According to the thermographic apparatus of the present invention, even when the subject 1 has an object having a different emissivity, it is not necessary to change the emissivity each time to perform measurement, and the index point such as a cross cursor can be measured. Emissivity correction based on the material difference of the object or the ambient temperature difference can be corrected because the emissivity correction can be performed only by specifying, and the correct temperature distribution of the corrected emissivity point is displayed digitally, so it is very easy to understand the thermography device Is obtained.

[Brief description of the drawings]

FIG. 1 is a system diagram of a thermographic apparatus according to the present invention.

FIG. 2 is an external view of a main body of the thermographic apparatus according to the present invention.

FIG. 3 is an explanatory diagram of a screen display of the display device of the thermographic apparatus according to the present invention.
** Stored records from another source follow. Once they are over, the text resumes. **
PR #332, opened 2022-07-23
Disable sending message during engagement transferring

DavDo:
MOB-1456

**Jira issue:**
https://glia.atlassian.net/browse/MOB-1456

**Additional info:**

**Screenshots:**

### DIFF
--- a/widgetssdk/src/main/java/com/glia/widgets/chat/model/ChatState.java
+++ b/widgetssdk/src/main/java/com/glia/widgets/chat/model/ChatState.java
@@ -154,6 +154,17 @@ public class ChatState {
                 .createChatState();
     }
 
+    public ChatState transferring() {
+        return new Builder()
+                .copyFrom(this)
+                .setOperatorName(null)
+                .setOperatorProfileImgUrl(null)
+                .setEngagementRequested(true)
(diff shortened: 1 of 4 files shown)


AndriiHorishniiMOC (approved):

widgetssdk/src/main/java/com/glia/widgets/chat/model/ChatState.java
```diff
@@ -484,5 +495,18 @@ public Builder setVisitorContextAssetId(String visitorContextAssetId) {
             this.visitorContextAssetId = visitorContextAssetId;
             return this;
         }
+
+        public Builder enableChatPanel() {
+            setChatInputMode(ChatInputMode.ENABLED);
```
andrews-moc, line 500: I see `setShowSendButton(false)` in `disableChatPanel()`.
May be we need to add `setShowSendButton(true)` to `enableChaaatPanel()` function accordingly?

DavDo: It seems send button needs to be shown after text input.

andrews-moc (approved):

PR #338, opened 2022-08-09
Glia overlay issue in Android restricting to tap on back button

DavDo:
MOB - 1477

**Jira issue:**
https://glia.atlassian.net/browse/MOB-1477

**Additional info:**

**Screenshots:**

### DIFF
--- a/widgetssdk/src/main/java/com/glia/widgets/core/dialog/DialogController.java
+++ b/widgetssdk/src/main/java/com/glia/widgets/core/dialog/DialogController.java
@@ -49,10 +49,20 @@ public class DialogController {
         return dialogsState instanceof DialogsState.OverlayPermissionsDialog;
     }
 
+    public boolean isExitQueueDialogShown() {
+        return dialogsState instanceof DialogsState.ExitQueueDialog;
+    }
+
+    public void dismissCurrentDialog() {
+        Logger.d(TAG, "Dismiss current dialog");
+        emitDialogState(new DialogsState.NoDialog());
+        runPostponedOperation();
+    }
+
     public void dismissDialogs() {
         Logger.d(TAG, "Dismiss dialogs");
         emitDialogState(new DialogsState.NoDialog());
-        runPostponedOperation();
+        postponedOperation = null;
     }
 
     private synchronized void emitDialogState(DialogsState state) {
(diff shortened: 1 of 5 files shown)


widgetssdk/src/main/java/com/glia/widgets/core/dialog/DialogController.java
```diff
@@ -49,10 +49,20 @@ public boolean isOverlayDialogShown() {
         return dialogsState instanceof DialogsState.OverlayPermissionsDialog;
     }
 
+    public boolean isExitingDialogShown() {
```
andrews-moc, line 52: Minor suggestion: I think `isExitQueueDialogShown()` is a little bit better name because "exiting" is very much close to "exciting". 🙂

andrews-moc (approved):

widgetssdk/src/main/java/com/glia/widgets/core/dialog/DialogController.java
```diff
@@ -49,10 +49,20 @@ public boolean isOverlayDialogShown() {
...
+        Logger.d(TAG, "Dismiss current dialog");
+        emitDialogState(new DialogsState.NoDialog());
+        runPostponedOperation();
+    }
+
     public void dismissDialogs() {
         Logger.d(TAG, "Dismiss dialogs");
         emitDialogState(new DialogsState.NoDialog());
-        runPostponedOperation();
+        postponedOperation = null;
```
andrews-moc, line 65: Not sure about this change. It looks like without a call to `runPostponedOperation()` this function doesn't dismiss the dialog anymore. Is it okay?

DavDo: @andrews-moc actually, I renamed the old method to `dismissCurrentDialog()` which at the end runs the postponed one, and also created a new method `dismissDialogs()` which dismisses all dialogs including the postponed one, I'm using the second one only when user clicks `yes` on `exitFromQueue`  dialog.

andrews-moc: Okay ✔️

gugalo (approved):

PR #342, opened 2022-08-15
Fix video is not started if an operator makes a request twice

DavDo:
MOB - 1453

**Jira issue:**
https://glia.atlassian.net/browse/MOB-1453

**Additional info:**
Before these changes, we were keeping only one instance of `DialogsState` and were able to show only one dialog at a time, which means in some cases we lost important information or had a broken logic e.g. when some dialog was shown and the second was arriving the same time we just kept the first one and lost the second that's why the video or audio was not started if an operator makes a request twice (we were answering to the old request) and so on. Also, I changed a lot of implementations of DialogState to @intDef which is faster. 

**Screenshots:**


widgetssdk/src/main/java/com/glia/widgets/core/dialog/DialogManager.java
```diff
@@ -0,0 +1,79 @@
...
+        stateDeque = new LinkedBlockingDeque<>();
+    }
+
+    public void offer(DialogState state) {
+        if (isDialogShown()) {
+            emitNone();
+        }
+
+        boolean removeLastoccurence = stateDeque.removeLastOccurrence(state);
+        boolean offer = stateDeque.offer(state);
```
andrews-moc, line 27: Looks like `removeLastoccurence` and `offer` variables aren't used, are they?
And minor catch - `removeLastoccurence` => `removeLastOccurence`

DavDo: > Looks like `removeLastoccurence` and `offer` variables aren't used, are they?
> And minor catch - `removeLastoccurence` => `removeLastOccurence`

You're right, I added variables for test purposes and forgot to delete them.

andrews-moc:
@DavDo Could you also please describe the general idea behind these changes? It will help to understand and review the changes better.

DavDo:
> @DavDo Could you also please describe the general idea behind these changes? It will help to understand and review the changes better.

Updated` Additional Info:` section

widgetssdk/src/main/java/com/glia/widgets/chat/ChatView.java
```diff
@@ -571,34 +571,41 @@ private void updateNewMessageOperatorStatusView(String operatorProfileImgUrl) {
...
-                post(this::showNoMoreOperatorsAvailableDialog);
-            } else if (dialogsState instanceof DialogsState.EngagementEndedDialog) {
-                post(this::showEngagementEndedDialog);
-            } else if (dialogsState instanceof DialogsState.StartScreenSharingDialog) {
-                post(this::showScreenSharingDialog);
-            } else if (dialogsState instanceof DialogsState.EnableNotificationChannelDialog) {
-                post(this::showAllowNotificationsDialog);
-            } else if (dialogsState instanceof DialogsState.EnableScreenSharingNotificationsAndStartSharingDialog) {
-                post(this::showAllowScreenSharingNotificationsAndStartSharingDialog);
+        dialogCallback = dialogState -> {
```
AndriiHorishniiMOC, line 574: I don't like those code duplications in ChatView and CallView. Maybe we should refactor it in the future.

DavDo: > I don't like those code duplications in ChatView and CallView. Maybe we should refactor it in the future.

I'll try to refactor tomorrow.

andrews-moc (approved):

gugalo (approved):

PR #346, opened 2022-08-23
Fix: show Overlay permissions Dialog

AndriiHorishniiMOC:
Fix: show current dialog state on add callback to the DialogController

### DIFF
--- a/widgetssdk/src/main/java/com/glia/widgets/core/dialog/DialogController.java
+++ b/widgetssdk/src/main/java/com/glia/widgets/core/dialog/DialogController.java
@@ -109,13 +109,16 @@ public class DialogController {
     }
 
     public void showEnableScreenSharingNotificationsAndStartSharingDialog() {
-            Logger.d(TAG, "Show Enable Notification Channel Dialog");
+        Logger.d(TAG, "Show Enable Notification Channel Dialog");
         dialogManager.offer(new DialogState(Dialog.MODE_ENABLE_SCREEN_SHARING_NOTIFICATIONS_AND_START_SHARING));
     }
 
     public void addCallback(Callback callback) {
         Logger.d(TAG, "addCallback");
         viewCallbacks.add(callback);
+        if (viewCallbacks.size() == 1) {
+            dialogManager.showNext();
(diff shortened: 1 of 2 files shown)


widgetssdk/src/main/java/com/glia/widgets/core/dialog/DialogController.java
```diff
@@ -109,13 +109,16 @@ public void showEnableCallNotificationChannelDialog() {
...
     public void showEnableScreenSharingNotificationsAndStartSharingDialog() {
-            Logger.d(TAG, "Show Enable Notification Channel Dialog");
+        Logger.d(TAG, "Show Enable Notification Channel Dialog");
         dialogManager.offer(new DialogState(Dialog.MODE_ENABLE_SCREEN_SHARING_NOTIFICATIONS_AND_START_SHARING));
     }
 
     public void addCallback(Callback callback) {
         Logger.d(TAG, "addCallback");
         viewCallbacks.add(callback);
+        if (viewCallbacks.size() == 1) {
```
andrews-moc, line 119: Maybe it makes sense to check `if >= 1`?

DavDo: I think with `size() == 1` we are checking that this is the first callback added, if size > 1, it means that some view already handled that callback, and no need to trigger it again.

DavDo (approved):

widgetssdk/src/main/java/com/glia/widgets/core/dialog/DialogController.java
AndriiHorishniiMOC: Yeah. The idea is to show a dialog if the state was added before the callback registered.

andrews-moc: It might be good to add a comment about this I think. 😉

gugalo (approved):

AndriiHorishniiMOC:
!merge

gugalo (approved):

PR #347, opened 2022-08-23
Fix: show dialogs by list

AndriiHorishniiMOC:
Added possibility to show dialogs one by one.
Used to show the No More Operators Dialog (returned to previous logic).

### DIFF
--- a/widgetssdk/src/main/java/com/glia/widgets/core/dialog/DialogManager.java
+++ b/widgetssdk/src/main/java/com/glia/widgets/core/dialog/DialogManager.java
@@ -1,6 +1,7 @@
 package com.glia.widgets.core.dialog;
 
 import androidx.annotation.NonNull;
+import androidx.annotation.VisibleForTesting;
 
 import com.glia.widgets.core.dialog.model.DialogState;
 
@@ -10,7 +11,8 @@ import java.util.concurrent.LinkedBlockingDeque;
 public final class DialogManager {
     @NonNull
     private final Callback callback;
-    private final Deque<DialogState> stateDeque;
+    @VisibleForTesting
+    final Deque<DialogState> stateDeque;
     private final DialogState none = new DialogState(Dialog.MODE_NONE);
 
     public DialogManager(@NonNull Callback callback) {
@@ -18,7 +20,13 @@ public final class DialogManager {
         stateDeque = new LinkedBlockingDeque<>();
     }
 
-    public void offer(DialogState state) {
+    /**
+     * Used to add state to the queue.
+     *
+     * It will emit a new state immediately. The previous state is saved in the queue
+     * and will be emitted after the {@link #dismissCurrent()} is called.
+     */
+    public void addAndEmit(@NonNull DialogState state) {
         if (isDialogShown()) {
             emitNone();
         }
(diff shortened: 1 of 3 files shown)


andrews-moc (approved):

DavDo (approved):

gugalo (approved):

widgetssdk/src/main/java/com/glia/widgets/core/dialog/DialogManager.java
```diff
@@ -28,12 +28,23 @@ public void offer(DialogState state) {
...
+    }
+
     private DialogState remove() {
-        return stateDeque.pollLast();
+        return stateDeque.pollFirst();
     }
 
     private DialogState getCurrent() {
-        return stateDeque.peekLast();
+        return stateDeque.peekFirst();
```
AndriiHorishniiMOC, line 47: Guys, maybe I made a mistake on it. Need to write tests for it.

DavDo: The previous implementation was working with the `LIFO` method, you changed it to `FIFO`.
I thought that new dialogs/events/warnings are more important than already opened ones.

AndriiHorishniiMOC: I did it cause the Deque can add the element only on the end(or start) of the stack. To use LIFO in our add method we should add an element to the penultimate place.
So, to use LIFO we can:
1. Use hack
```
public void add(DialogState state) {
        ...
        DialogState currentState = remove();
        stateDeque.offer(state);
        stateDeque.offer(currentState);
        ...
    }
```
2. Use List instead of Deque

DavDo: Agree with you, but I'm not sure that we need to keep `OverlayDialog` or `ExitQueueDialog` in case of `NoMoreOperatorsAvailable` received because after that there is no need for `OverlayDialog` or `ExitQueueDialog` and we must close the chat screen anyways. In this case no need for the `add` method anymore.

AndriiHorishniiMOC: Maybe you are right about ExitQueueDialog. But OverlayDialog we can show only once. After a user interacts with NoMoreOperatorsAvailable it disappears.
Anyway, I returned to the previous logic of displaying dialogs, may be it made sence according to the requirements.

DavDo: That was only my thoughts I really don't know about the requirements, in this case maybe it makes sense to remove only `ExitQueueDialog` and keep the `add` method as it was.

DavDo (approved):

widgetssdk/src/main/java/com/glia/widgets/core/dialog/DialogManager.java
AndriiHorishniiMOC: @DavDo but this is your changes regarding `ExitQueueDialog`
https://github.com/salemove/android-sdk-widgets/pull/338/files#diff-23ee758ebee1fe03bc71ea9297219470e1fb17c242291fa8f016be1e926d939dR137

widgetssdk/src/main/java/com/glia/widgets/core/dialog/DialogManager.java
```diff
@@ -50,17 +85,26 @@ private void emitNone() {
...
+     * Used to remove the current state and emit the next state from the queue.
+     */
     public void dismissCurrent() {
         emitNone();
         remove();
         showNext();
     }
 
+    /**
+     * Used clear the queue and emit {@link Dialog#MODE_NONE} state.
```
andrews-moc, line 98: Minior suggestion:
Used clear the queue => Used to clear the queue

widgetssdk/src/main/java/com/glia/widgets/core/dialog/DialogManager.java
```diff
@@ -10,15 +11,22 @@
...
         this.callback = callback;
         stateDeque = new LinkedBlockingDeque<>();
     }
 
-    public void offer(DialogState state) {
+    /**
+     * Used to add state to the queue.
+     *
+     * It will emit a new state immediately. The previous state saved in the queue
+     * and will emit after the {@link #dismissCurrent()} called.
```
andrews-moc, line 27: Minor suggestion:
The previous is state saved in the queue and will be emitted after the {@link #dismissCurrent()} is called.

andrews-moc (approved):

andrews-moc:
@AndriiHorishniiMOC Good job 👍

dukhovnyi:
!squash

widgetssdk/src/main/java/com/glia/widgets/core/dialog/DialogManager.java
DavDo: I'm sorry I forgot about that bug.

dukhovnyi:
!merge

FIG. 4 is a flowchart of a corrected emissivity calculation of the present invention.

FIG. 5 is an explanatory diagram of a screen of a conventional thermography apparatus.

[Explanation of symbols]

 REFERENCE SIGNS LIST 1 subject 3 detection unit 6 whole screen emissivity correction circuit 9 image memory 11 display device 17 subtractor 18 multiplier 19 adder 20 thermography device 23 corrected emissivity setting circuit

Claims (2)

[Claims] 1. A thermography apparatus for displaying a temperature distribution image of an object by correcting the emissivity of the entire screen based on temperature data obtained by detecting infrared energy from the object. A thermographic apparatus characterized by digitally displaying a corrected emissivity temperature value and a set emissivity of the indicated point position in the vicinity of the index indicated point position. 2. The thermographic apparatus according to claim 1, wherein the position of the designated index point is displayed at multiple points.